## WORK ITEM
Repeat, exactly and completely, the entries shown underneath.
(EXTRACTED MATERIAL begins)
PR #3666, opened 2024-01-04
Always enable e-mail verification on full build

aerosol:
### Changes

There is no point in ever disabling it on full build.

### Tests

### Changelog

### Documentation

### Dark mode

### DIFF
--- a/lib/plausible/auth/user.ex
+++ b/lib/plausible/auth/user.ex
@@ -67,7 +67,7 @@ defmodule Plausible.Auth.User do
     |> validate_password_strength()
     |> hash_password()
     |> start_trial()
-    |> change_email_verification_status()
+    |> set_email_verification_status()
     |> unique_constraint(:email)
   end
 
@@ -85,7 +85,7 @@ defmodule Plausible.Auth.User do
     |> validate_email_changed()
     |> check_password()
     |> unique_constraint(:email)
-    |> change_email_verification_status()
+    |> set_email_verification_status()
     |> put_change(:previous_email, user.email)
   end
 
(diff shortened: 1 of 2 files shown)


lib/plausible/auth/user.ex
```diff
@@ -259,11 +259,13 @@ defmodule Plausible.Auth.User do
...
-  defp set_email_verified(user) do
-    if Keyword.fetch!(Application.get_env(:plausible, :selfhost), :enable_email_verification) do
+  defp change_email_verification_status(user) do
+    on_full_build do
       change(user, email_verified: false)
     else
-      change(user, email_verified: true)
+      selfhosted_config = Application.get_env(:plausible, :selfhost)
+      enable? = Keyword.fetch!(selfhosted_config, :enable_email_verification)
+      change(user, email_verified: !enable?)
```
zoldar, line 268: `ENABLE_EMAIL_VERIFICATION` env var is casted to an (existing) atom which is expected to be either `true` or `false`, so I think we can rephrase that as:

```suggestion
      must_verify? = Keyword.fetch!(selfhosted_config, :enable_email_verification)
      change(user, email_verified: not must_verify?)
```

WDYT?

lib/plausible/auth/user.ex
```diff
@@ -66,8 +66,8 @@ defmodule Plausible.Auth.User do
     |> validate_confirmation(:password, required: true)
     |> validate_password_strength()
     |> hash_password()
-    |> start_trial
-    |> set_email_verified
+    |> start_trial()
+    |> change_email_verification_status()
```
zoldar, line 70: As this is a provisioning action, perhaps `set_email_verification_status` sounds better?

zoldar (approved):

lib/plausible/auth/user.ex
aerosol: https://github.com/plausible/analytics/pull/3666/commits/bcd3e0b6f07d5566b015dae5724003a2f486886b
(EXTRACTED MATERIAL ends)
## WRITTEN REPLY
PR #3666, opened 2024-01-04
Always enable e-mail verification on full build

aerosol:
### Changes

There is no point in ever disabling it on full build.

### Tests

### Changelog

### Documentation

### Dark mode

### DIFF
--- a/lib/plausible/auth/user.ex
+++ b/lib/plausible/auth/user.ex
@@ -67,7 +67,7 @@ defmodule Plausible.Auth.User do
     |> validate_password_strength()
     |> hash_password()
     |> start_trial()
-    |> change_email_verification_status()
+    |> set_email_verification_status()
     |> unique_constraint(:email)
   end
 
@@ -85,7 +85,7 @@ defmodule Plausible.Auth.User do
     |> validate_email_changed()
     |> check_password()
     |> unique_constraint(:email)
-    |> change_email_verification_status()
+    |> set_email_verification_status()
     |> put_change(:previous_email, user.email)
   end
 
(diff shortened: 1 of 2 files shown)


lib/plausible/auth/user.ex
```diff
@@ -259,11 +259,13 @@ defmodule Plausible.Auth.User do
...
-  defp set_email_verified(user) do
-    if Keyword.fetch!(Application.get_env(:plausible, :selfhost), :enable_email_verification) do
+  defp change_email_verification_status(user) do
+    on_full_build do
       change(user, email_verified: false)
     else
-      change(user, email_verified: true)
+      selfhosted_config = Application.get_env(:plausible, :selfhost)
+      enable? = Keyword.fetch!(selfhosted_config, :enable_email_verification)
+      change(user, email_verified: !enable?)
```
zoldar, line 268: `ENABLE_EMAIL_VERIFICATION` env var is casted to an (existing) atom which is expected to be either `true` or `false`, so I think we can rephrase that as:

```suggestion
      must_verify? = Keyword.fetch!(selfhosted_config, :enable_email_verification)
      change(user, email_verified: not must_verify?)
```

WDYT?

lib/plausible/auth/user.ex
```diff
@@ -66,8 +66,8 @@ defmodule Plausible.Auth.User do
     |> validate_confirmation(:password, required: true)
     |> validate_password_strength()
     |> hash_password()
-    |> start_trial
-    |> set_email_verified
+    |> start_trial()
+    |> change_email_verification_status()
```
zoldar, line 70: As this is a provisioning action, perhaps `set_email_verification_status` sounds better?

zoldar (approved):

lib/plausible/auth/user.ex
aerosol: https://github.com/plausible/analytics/pull/3666/commits/bcd3e0b6f07d5566b015dae5724003a2f486886b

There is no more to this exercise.